Wettbewerb, Zeitdruck, Leistung, Pflichten, Erwartungen. Stress an sich ist kein Problem. Negativer Stress entsteht durch unsere Bewertung einer Situation als unangenehm und nicht zu bewältigen, Angst einflößend. Dann konzentrieren wir uns auf die Probleme statt auf Lösungen und finden diese auch gar nicht, weil der so genannte Tunnelblick eintritt.
Wir fahren heute die Ernte der letzten Jahre ein. Immer weniger Menschen mussten immer mehr leisten, so dass die Batterien leer sind. Belastung können wir gut verkraften – wenn dieser angemessene Erholung folgt. Doch diese fehlte.
Unsere Kultur der Selbstausbeutung ist nicht auf die Arbeit beschränkt, sondern findet genau so im Privatleben statt. Wir leben in einer Welt, in der keiner den ständig wachsenden Ansprüchen mehr gerecht werden kann. Weil es zu viele und zu hohe in allen Lebensbereichen gleichzeitig sind.

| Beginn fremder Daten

Issue #2747, opened 2022-05-14
Do not include `prefixer` stylis plugin by default 


srmagura:
**The problem**

Automatically adding vendor prefixes for CSS properties like `flex` results in 

- Less readable CSS when using the browser dev tools
- Theoretically, slightly worse performance since Emotion must insert more CSS rules

In 2022, many of the things that used to require vendor prefixes are now fully standardized and work in all evergreen browsers. I cannot think of a single standard CSS property that requires vendor prefixes to work in certain browsers. I'm not saying there are literally 0 properties for which automatic vendor prefixes would be useful — I'm saying these properties are obscure enough that the vast majority of people aren't using them anyway.

**Proposed solution**

The Emotion cache does not include the `prefixer` plugin by default. You can still opt in to using it by passing it to `createCache`.

**Alternative solutions**

In Emotion 11, you can opt out of using `prefixer` by passing `stylisPlugins: []` to `createCache`.

ivan-kleshnin:
> I cannot think of a single standard CSS property that requires vendor prefixes to work in certain browsers

E.g. `justify-content: right` or `justify-content: end` still doesn't work in Android.
I have to use `justify-content: flex-end`.

aeharding:
> In Emotion 11, you can opt out of using prefixer by passing stylisPlugins: [] to createCache.

Does anyone know how to do this? I want to turn off all vendor prefixing.

Andarist:
Resolved in https://github.com/emotion-js/emotion/pull/3296

aarongarciah:
@aeharding you need to use `CacheProvider` alongside `createCache` from `@emotion/cache` package. More info in the docs: https://emotion.sh/docs/cache-provider

PR #3296, opened 2024-12-15
Removed auto-prefixing for widely available features

Andarist:
closes https://github.com/emotion-js/emotion/issues/2747

IMHO, this plugin is not really needed in 2025, but I haven't rechecked whether all the included rules are obsolete. Many are, we definitely shouldn't be prefixing flexbox


emmatown (commented):
I basically agree with this (and probably agree with shipping it in the next major in a way that I don't really with #3294) with the caveat that to understand whether all of it is actually obselete, it'd be good to see something like: run the stylis prefixer over some specifically generated css to exercise all the properties that stylis prefixes, compare that with caniuse/mdn compat data/whatever and see what we get

Andarist:
Quick look on caniuse:

| declaration                                                                                                      | browser support | notes                   |
| ---------------------------------------------------------------------------------------------------------------- | --------------- | ----------------------- |
| color-adjust                                                                                                     | 19%             | deprecated              |
| animation, animation-(delay\|direction\|duration\|fill-mode\|iteration-count\|name\|play-state\|timing-function) | 97%             |                         |
| text-decoration                                                                                                  | 83%             | 97% with prefixes       |
| filter                                                                                                           | 98%             |                         |
| clip-path                                                                                                        | 95%             |                         |
| backface-visibility                                                                                              | 97%             |                         |
| column                                                                                                           | 97%             |                         |
| box-decoration-break                                                                                             | 69%             | 98% with prefixes       |
| mask, mask-image, mask-(mode\|clip\|size), mask-(repeat\|origin), mask-position, mask-composite,                 | 92.5%           | 98% with prefixes       |
| background-clip                                                                                                  | 97%             |                         |
| columns, column-(count\|fill\|gap\|rule\|rule-color\|rule-style\|rule-width\|span\|width)                        | 97%             |                         |
| appearance                                                                                                       | 96%             |                         |
| user-select                                                                                                      | 79%             | 97% with prefixes       |
| transform,                                                                                                       | 98%             |                         |
| hyphens                                                                                                          | 94%             |                         |
| text-size-adjust                                                                                                 | 77%             | 92% with prefixes       |
| transition                                                                                                       | 97%             |                         |
| cursor                                                                                                           | 80%             | no change with prefixes |
| background, background-image                                                                                     | 97%             |                         |
| (margin\|padding)-inline-(start\|end)                                                                            | 97%             |                         |
| (min\|max)?(width\|height)                                                                                       | 97%             |                         |
| (min\|max)(inline-size\|block-size)                                                                              | 96%             |                         |
| stretch, max-content, min-content, fill-available                                                                | 97%             |                         |
| (m)ax-content, (m)in-content                                                                                     | 97%             |                         |
| (f)ill-available, (f)it-content                                                                                  | 97%             |                         |
| (s)tretch                                                                                                        | 98%             |                         |
| position: sticky                                                                                                 | 97%             |                         |
| writing-mode                                                                                                     | 98%             |                         |
| vertical-l(r)                                                                                                    | 97%             |                         |
| vertical-r(l)                                                                                                    | 97%             |                         |
| horizontal(-)tb                                                                                                  | 97%             |                         |
| :read-(only\|write)                                                                                              | 98%             |                         |
| :placeholder                                                                                                     | 97.7%           |                         |

Andarist:
🏓 @emmatown

emmatown:
Sorry, I looked more into this before the holidays and got side-tracked, basically my thoughts are since the number of properties where prefixes are still relevant seems to be not nothing, I think we should probably have a smaller prefixer that includes what is currently prefixed but excluding everything that is [Baseline "Widely Available"](https://web-platform-dx.github.io/web-features/) (I don't think the estimated browser support percentages to decide things is very useful). Over time, it would shrink, though the exact details of how we'd want to do that wrt to major versions, I'm not super sure about.

Andarist:
@emmatown I changed the PR and kept the prefixer. I cross-checked with caniuse, the resource u mentioned here and MDN.  The end result is that we end up prefixing just a few things. Could you take a look at this and let me know what do you think?

packages/cache/src/prefixer.ts
```diff
@@ -49,87 +19,12 @@ function prefix(value: string, length: number): string {
...
-    case 4215:
-    case 6389:
-    case 5109:
-    case 5365:
-    case 5621:
-    case 3829:
       return WEBKIT + value + value
-    // appearance, user-select, transform, hyphens, text-size-adjust
-    case 5349:
+    // user-select, hyphens, text-size-adjust
```
emmatown, line 23: - user-select still prefixed in webkit https://caniuse.com/mdn-css_properties_user-select, moz prefix has been unnecessary since 2019
- hyphens will be widely available early 2026 https://caniuse.com/css-hyphens, moz prefix has been unnecessary since 2015
- text-size-adjust still prefixed in mobile safari https://caniuse.com/text-size-adjust, seemingly never implemented in firefox so unsure why moz prefix was here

Leistung ist eine geförderte Sucht
Svenja Flaßpöhler hat sich in ihrem Buch „Wir Genussarbeiter“ mit der Leistungssucht befasst. Sie schreibt, dass wir exzessiv, statt ekstatisch arbeiten. Während wir am Schreibtisch kein Ende finden und Überstunden schon nicht mehr als solche empfunden werden, müssen wir uns zum Genuss zwingen, werden wir unruhig, wenn es um uns ruhig und langsam wird. Arbeiten wir einmal nicht, sind wir immer noch in ständiger Betriebsamkeit (E-Mails, joggen, aufräumen).

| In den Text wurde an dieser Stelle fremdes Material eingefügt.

Issue #3320, opened 2025-03-24
export tags


kireerik:
**The problem**

In version `11.13.5` and below I was able to directly import the [tags module](https://github.com/emotion-js/emotion/blob/1d6cde5877a8971f4f4c576513680c27111d201b/packages/styled/src/tags.js) like this:
https://github.com/kireerik/refo/blob/0f64433e4dc99c8643ec68b0977f4a00c0998465/module/style/index.jsx#L6-L9

(Version `11.14.0` uses TypeScript. So I won't be able to do the above as is.)

**Proposed solution**

Make the tags module importable from `@emotion/styled` like this for example:
```JavaScript
import tags from '@emotion/styled/tags'
```

**Alternative solutions**

```JavaScript
import {tags} from '@emotion/styled'
```

Make the tags module a separate package like `@emotion/tags` for example.

Andarist:
> import tags from '@emotion/styled/tags'

We could make this work. PRs are welcome.

PR #3324, opened 2025-04-03
implemented #3320

kireerik:
**Checklist**:

- [ ] Documentation
- [ ] Tests
- [ ] Code complete
- [x] Changeset

### DIFF
--- a/.changeset/feat-styled-tags-export.md
+++ b/.changeset/feat-styled-tags-export.md
@@ -1,0 +1,5 @@
+---
+"@emotion/styled": minor
+---
+
+Added ability to import tags directly from '@emotion/styled/tags' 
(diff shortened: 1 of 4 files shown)


Andarist:
> STDERR 🎁 error @emotion/styled the entrypoint tags isn't included in the published files for this package, please add it to the files field in the package's package.json

You need to address this issue by adding an appropriate entry to `package.json#files`

kireerik:
Thank you for the help!
I couldn't see the actual error from the red texts before it.

The configuration looks very redundant. Let me know if there is something that is not necessary and can be removed.

kireerik:
@Andarist Are you planning to merge this?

Wir sind ständig mit unseren Gedanken woanders. Ärgern uns über das, was gestern war, machen uns Sorgen über Dinge, die wir hören und lesen und die (noch) gar nicht real sind. Diese Tendenz, sich mental auf Probleme oder Gefahren zu konzentrieren, wird in der Positiven Psychologie das „Katastrophische Gehirn“ genannt.
Die sich selbst erfüllende Zukunft
In der TK-Studie 2012 gab jeder zweite an, dass der Stress im persönlichen und sozialen Umfeld zunehmen wird. Hier kommen die sich selbst erfüllenden Prophezeiungen ins Spiel. Wir sehen, was wir erwarten, alles andere filtert unser Gehirn gnadenlos aus. Mit diesem so genannten „Bestätigungsirrtum“ machen wir uns selbst kaputt. Wir verhalten uns nämlich auch so, dass es zu unseren Erwartungen passt und sagen dann „hab ich es doch gewusst“.
Totale Erschöpfung, am Ende seiner Kräfte zu sein, das, was oft mit dem Begriff „Burnout“ beschrieben wird, scheint der Endpunkt eines Weges zu sein, an dem man sich endlich einmal zurück ziehen darf, für sich sorgt und sozial akzeptiert „ich kann nicht mehr“ sagt. Der allgemeine Konsens dahinter scheint zu sein, dass die Erkrankten richtig viel geleistet haben müssen. Doch muss es wirklich erst so weit kommen, dass Krankheiten den Einzelnen und damit die Gesellschaft zu neuem Denken zwingen? Es steht zu fürchten. Denn wir Menschen machen ja immer gern weiter, so lange es nicht weh genug tut.